From the records below, copy the lines that include "role".

..........

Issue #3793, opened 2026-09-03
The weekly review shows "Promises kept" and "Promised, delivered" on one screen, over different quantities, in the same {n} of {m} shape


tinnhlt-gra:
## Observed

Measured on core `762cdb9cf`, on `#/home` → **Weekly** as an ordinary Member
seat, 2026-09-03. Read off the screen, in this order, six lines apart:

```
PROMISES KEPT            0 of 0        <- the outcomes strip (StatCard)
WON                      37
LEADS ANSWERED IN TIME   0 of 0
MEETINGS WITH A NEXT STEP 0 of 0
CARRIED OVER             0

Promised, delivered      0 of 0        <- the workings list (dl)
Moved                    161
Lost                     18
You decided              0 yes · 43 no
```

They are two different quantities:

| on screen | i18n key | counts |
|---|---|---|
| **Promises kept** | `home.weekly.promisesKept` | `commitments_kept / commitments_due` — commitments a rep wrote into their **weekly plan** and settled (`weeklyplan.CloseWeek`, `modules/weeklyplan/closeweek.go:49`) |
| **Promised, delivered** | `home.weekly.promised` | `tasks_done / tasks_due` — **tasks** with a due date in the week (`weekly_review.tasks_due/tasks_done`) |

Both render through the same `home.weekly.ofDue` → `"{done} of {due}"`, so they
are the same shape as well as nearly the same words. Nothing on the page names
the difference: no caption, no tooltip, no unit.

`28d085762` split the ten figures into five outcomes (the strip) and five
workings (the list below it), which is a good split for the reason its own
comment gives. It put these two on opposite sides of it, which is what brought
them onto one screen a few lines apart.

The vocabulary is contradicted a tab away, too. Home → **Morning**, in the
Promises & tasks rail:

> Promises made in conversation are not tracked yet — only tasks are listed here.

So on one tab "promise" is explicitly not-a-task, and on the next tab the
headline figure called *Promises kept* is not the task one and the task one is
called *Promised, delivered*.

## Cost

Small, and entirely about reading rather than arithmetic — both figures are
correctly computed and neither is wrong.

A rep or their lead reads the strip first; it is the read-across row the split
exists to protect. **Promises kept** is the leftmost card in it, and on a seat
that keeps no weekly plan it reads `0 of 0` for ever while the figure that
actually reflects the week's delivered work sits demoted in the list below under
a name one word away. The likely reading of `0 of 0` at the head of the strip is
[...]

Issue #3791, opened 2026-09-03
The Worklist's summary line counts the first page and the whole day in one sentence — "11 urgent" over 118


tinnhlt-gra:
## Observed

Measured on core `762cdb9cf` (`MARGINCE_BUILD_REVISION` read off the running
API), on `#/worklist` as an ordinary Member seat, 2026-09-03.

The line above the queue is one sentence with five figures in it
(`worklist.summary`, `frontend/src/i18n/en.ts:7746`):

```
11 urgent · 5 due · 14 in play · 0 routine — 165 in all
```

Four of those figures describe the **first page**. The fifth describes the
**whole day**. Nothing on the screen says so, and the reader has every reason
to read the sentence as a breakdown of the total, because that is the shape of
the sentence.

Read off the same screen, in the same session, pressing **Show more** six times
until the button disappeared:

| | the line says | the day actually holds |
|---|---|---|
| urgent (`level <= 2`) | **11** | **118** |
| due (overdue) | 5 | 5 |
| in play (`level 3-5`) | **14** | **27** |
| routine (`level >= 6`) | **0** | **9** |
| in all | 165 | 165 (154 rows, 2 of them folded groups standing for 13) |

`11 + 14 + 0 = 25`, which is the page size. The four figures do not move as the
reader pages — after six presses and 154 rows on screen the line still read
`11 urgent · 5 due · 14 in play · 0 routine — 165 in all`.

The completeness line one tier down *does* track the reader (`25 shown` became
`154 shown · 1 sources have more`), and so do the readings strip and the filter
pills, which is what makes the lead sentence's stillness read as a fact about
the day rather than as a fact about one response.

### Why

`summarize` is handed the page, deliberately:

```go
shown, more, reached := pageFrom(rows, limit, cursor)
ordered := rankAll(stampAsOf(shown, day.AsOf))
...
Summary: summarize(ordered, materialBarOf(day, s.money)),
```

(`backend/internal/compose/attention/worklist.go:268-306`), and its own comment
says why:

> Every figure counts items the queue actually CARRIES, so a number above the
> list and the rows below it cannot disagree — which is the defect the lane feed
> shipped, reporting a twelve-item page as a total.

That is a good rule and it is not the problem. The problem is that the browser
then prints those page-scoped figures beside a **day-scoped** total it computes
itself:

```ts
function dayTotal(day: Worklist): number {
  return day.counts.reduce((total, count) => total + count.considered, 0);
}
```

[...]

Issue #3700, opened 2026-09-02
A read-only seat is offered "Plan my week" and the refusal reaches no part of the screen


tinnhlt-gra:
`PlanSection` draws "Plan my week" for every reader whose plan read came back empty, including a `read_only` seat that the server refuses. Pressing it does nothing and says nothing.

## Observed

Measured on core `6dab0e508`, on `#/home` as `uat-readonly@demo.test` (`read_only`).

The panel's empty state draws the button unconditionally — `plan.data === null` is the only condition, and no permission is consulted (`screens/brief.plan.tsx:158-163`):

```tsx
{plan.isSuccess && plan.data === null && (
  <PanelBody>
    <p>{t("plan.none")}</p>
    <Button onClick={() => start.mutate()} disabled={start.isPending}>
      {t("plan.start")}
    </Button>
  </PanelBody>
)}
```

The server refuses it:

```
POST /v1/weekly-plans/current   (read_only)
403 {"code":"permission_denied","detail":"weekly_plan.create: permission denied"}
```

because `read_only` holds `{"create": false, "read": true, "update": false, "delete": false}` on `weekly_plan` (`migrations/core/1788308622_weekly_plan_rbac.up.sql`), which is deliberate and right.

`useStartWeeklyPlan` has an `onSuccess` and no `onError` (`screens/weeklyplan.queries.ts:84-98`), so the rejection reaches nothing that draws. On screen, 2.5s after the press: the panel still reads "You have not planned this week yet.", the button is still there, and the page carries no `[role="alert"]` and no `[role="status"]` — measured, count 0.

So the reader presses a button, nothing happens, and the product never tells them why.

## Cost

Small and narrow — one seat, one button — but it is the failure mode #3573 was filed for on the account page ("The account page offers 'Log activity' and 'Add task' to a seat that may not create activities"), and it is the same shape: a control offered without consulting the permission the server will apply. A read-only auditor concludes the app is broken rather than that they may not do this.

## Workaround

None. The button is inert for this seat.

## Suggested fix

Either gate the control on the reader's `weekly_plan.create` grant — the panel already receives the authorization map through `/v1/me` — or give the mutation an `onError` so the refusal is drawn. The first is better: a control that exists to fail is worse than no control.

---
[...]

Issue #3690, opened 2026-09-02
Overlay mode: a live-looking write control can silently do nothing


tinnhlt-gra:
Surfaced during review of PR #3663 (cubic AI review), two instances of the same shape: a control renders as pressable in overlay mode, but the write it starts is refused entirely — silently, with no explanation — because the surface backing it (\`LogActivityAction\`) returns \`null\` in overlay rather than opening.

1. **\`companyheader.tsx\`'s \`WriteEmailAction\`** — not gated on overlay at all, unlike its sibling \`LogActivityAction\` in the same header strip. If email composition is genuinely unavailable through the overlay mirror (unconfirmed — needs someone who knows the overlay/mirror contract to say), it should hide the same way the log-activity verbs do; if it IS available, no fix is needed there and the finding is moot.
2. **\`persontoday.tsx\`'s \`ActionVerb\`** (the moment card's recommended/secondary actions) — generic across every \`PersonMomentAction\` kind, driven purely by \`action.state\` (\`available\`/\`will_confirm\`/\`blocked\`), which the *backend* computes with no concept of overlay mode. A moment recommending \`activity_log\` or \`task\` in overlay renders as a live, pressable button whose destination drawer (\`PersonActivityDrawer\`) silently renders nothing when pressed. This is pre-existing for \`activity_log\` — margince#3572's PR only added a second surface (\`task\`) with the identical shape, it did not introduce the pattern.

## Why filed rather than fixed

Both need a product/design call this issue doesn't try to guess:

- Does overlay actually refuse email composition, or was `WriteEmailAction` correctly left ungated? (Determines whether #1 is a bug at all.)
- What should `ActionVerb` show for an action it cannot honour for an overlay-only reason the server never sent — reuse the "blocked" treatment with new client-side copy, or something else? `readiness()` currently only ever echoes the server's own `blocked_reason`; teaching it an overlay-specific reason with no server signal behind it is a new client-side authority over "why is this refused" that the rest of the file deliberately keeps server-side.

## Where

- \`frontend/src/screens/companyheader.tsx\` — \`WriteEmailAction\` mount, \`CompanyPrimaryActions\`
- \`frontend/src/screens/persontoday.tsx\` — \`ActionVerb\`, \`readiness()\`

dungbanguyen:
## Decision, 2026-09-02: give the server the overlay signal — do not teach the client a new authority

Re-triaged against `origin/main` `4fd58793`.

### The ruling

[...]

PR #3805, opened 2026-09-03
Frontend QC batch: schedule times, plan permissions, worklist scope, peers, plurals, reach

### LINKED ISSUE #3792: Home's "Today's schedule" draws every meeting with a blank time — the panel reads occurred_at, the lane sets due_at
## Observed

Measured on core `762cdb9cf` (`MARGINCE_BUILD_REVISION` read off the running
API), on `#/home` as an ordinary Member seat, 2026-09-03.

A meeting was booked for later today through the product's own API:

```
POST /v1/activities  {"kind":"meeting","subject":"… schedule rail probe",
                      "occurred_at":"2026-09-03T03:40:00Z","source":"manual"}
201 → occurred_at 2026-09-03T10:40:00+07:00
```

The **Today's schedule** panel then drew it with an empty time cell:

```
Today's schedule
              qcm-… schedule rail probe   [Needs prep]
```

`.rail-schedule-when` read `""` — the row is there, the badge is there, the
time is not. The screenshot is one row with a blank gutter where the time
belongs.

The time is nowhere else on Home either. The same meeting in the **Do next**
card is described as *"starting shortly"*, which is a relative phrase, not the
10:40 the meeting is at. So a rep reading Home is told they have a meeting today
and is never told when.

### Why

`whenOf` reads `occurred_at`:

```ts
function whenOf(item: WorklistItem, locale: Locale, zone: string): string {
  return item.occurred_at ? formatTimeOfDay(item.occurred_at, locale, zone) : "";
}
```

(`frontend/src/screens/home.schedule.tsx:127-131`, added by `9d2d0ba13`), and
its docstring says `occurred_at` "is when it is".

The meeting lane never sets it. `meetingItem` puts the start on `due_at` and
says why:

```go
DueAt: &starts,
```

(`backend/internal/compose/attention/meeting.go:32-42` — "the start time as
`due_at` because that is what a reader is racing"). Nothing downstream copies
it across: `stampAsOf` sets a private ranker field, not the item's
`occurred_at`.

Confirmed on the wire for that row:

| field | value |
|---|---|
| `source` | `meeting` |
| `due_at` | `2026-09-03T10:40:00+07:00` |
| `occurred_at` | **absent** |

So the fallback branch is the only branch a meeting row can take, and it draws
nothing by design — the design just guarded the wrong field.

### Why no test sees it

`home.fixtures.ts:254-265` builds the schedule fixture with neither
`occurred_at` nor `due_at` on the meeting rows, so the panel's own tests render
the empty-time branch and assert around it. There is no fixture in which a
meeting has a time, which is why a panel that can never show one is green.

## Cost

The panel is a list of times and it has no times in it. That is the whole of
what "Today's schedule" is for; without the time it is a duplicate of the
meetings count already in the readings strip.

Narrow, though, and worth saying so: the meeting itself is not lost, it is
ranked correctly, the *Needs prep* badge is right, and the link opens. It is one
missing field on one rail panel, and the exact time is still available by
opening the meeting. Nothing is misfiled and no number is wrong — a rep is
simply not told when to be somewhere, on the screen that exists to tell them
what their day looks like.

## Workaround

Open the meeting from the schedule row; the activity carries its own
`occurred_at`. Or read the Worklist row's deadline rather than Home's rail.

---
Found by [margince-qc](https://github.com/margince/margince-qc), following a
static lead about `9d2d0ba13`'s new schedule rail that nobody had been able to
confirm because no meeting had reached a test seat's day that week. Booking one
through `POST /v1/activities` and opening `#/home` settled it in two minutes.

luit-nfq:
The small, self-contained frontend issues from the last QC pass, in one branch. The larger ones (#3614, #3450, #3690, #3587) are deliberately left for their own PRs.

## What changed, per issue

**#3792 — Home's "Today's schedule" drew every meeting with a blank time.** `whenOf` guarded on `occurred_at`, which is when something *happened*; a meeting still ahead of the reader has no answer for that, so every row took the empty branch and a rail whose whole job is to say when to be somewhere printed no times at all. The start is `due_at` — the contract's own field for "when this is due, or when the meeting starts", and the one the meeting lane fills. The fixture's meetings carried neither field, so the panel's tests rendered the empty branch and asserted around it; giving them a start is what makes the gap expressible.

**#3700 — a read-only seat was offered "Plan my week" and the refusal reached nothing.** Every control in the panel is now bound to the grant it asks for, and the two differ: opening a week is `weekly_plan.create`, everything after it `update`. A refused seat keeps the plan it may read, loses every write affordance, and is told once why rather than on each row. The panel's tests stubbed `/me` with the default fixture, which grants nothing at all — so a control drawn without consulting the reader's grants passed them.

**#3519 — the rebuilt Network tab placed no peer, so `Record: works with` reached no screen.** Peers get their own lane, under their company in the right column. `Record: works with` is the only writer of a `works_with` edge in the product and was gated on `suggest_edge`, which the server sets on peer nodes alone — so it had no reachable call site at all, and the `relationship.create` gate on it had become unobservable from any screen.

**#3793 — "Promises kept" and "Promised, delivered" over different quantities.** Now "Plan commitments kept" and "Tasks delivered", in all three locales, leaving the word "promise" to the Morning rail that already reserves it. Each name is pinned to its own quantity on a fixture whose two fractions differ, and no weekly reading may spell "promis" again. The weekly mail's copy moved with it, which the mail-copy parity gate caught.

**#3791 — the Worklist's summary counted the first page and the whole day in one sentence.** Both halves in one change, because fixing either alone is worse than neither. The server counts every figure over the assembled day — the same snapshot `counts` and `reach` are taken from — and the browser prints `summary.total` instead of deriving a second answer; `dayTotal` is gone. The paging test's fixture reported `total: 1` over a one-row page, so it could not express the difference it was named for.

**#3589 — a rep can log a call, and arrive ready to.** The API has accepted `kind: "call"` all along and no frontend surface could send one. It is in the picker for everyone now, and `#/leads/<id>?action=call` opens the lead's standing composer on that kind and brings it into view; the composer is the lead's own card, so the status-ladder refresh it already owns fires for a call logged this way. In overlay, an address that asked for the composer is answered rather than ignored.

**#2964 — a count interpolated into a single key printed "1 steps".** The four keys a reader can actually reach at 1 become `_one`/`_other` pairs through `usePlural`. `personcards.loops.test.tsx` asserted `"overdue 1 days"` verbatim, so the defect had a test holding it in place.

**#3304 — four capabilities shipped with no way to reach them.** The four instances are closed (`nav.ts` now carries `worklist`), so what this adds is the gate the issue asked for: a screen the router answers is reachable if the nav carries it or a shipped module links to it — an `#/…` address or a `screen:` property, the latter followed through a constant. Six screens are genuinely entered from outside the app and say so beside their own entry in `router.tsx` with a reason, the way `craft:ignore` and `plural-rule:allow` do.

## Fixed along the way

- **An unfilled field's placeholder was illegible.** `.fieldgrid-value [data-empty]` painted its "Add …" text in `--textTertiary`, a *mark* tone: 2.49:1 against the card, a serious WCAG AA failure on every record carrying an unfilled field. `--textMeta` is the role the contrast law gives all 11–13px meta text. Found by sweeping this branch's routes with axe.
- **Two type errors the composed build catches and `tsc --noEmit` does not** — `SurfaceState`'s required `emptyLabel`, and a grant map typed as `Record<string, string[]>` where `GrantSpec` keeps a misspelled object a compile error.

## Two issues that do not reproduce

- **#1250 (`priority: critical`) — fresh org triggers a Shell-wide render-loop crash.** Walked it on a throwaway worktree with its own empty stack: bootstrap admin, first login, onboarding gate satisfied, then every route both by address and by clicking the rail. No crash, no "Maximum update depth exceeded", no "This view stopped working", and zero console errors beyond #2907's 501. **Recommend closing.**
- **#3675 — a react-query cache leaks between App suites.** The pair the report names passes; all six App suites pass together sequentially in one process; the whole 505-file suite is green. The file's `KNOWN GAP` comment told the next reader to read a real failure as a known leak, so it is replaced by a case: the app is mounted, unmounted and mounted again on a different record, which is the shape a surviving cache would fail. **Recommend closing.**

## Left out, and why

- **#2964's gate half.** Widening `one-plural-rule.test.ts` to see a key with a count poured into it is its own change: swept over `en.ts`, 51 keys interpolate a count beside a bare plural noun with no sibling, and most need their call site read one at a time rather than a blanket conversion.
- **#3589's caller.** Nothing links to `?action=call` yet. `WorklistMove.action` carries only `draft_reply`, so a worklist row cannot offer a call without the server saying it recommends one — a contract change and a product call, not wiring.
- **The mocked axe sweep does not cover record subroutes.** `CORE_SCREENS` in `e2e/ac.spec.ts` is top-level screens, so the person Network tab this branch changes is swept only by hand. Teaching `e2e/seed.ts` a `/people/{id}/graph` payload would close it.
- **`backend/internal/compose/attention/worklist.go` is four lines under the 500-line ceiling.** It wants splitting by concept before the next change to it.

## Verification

..........

EXPECTED ANSWER
`useStartWeeklyPlan` has an `onSuccess` and no `onError` (`screens/weeklyplan.queries.ts:84-98`), so the rejection reaches nothing that draws. On screen, 2.5s after the press: the panel still reads "You have not planned this week yet.", the button is still there, and the page carries no `[role="alert"]` and no `[role="status"]` — measured, count 0.
- **An unfilled field's placeholder was illegible.** `.fieldgrid-value [data-empty]` painted its "Add …" text in `--textTertiary`, a *mark* tone: 2.49:1 against the card, a serious WCAG AA failure on every record carrying an unfilled field. `--textMeta` is the role the contrast law gives all 11–13px meta text. Found by sweeping this branch's routes with axe.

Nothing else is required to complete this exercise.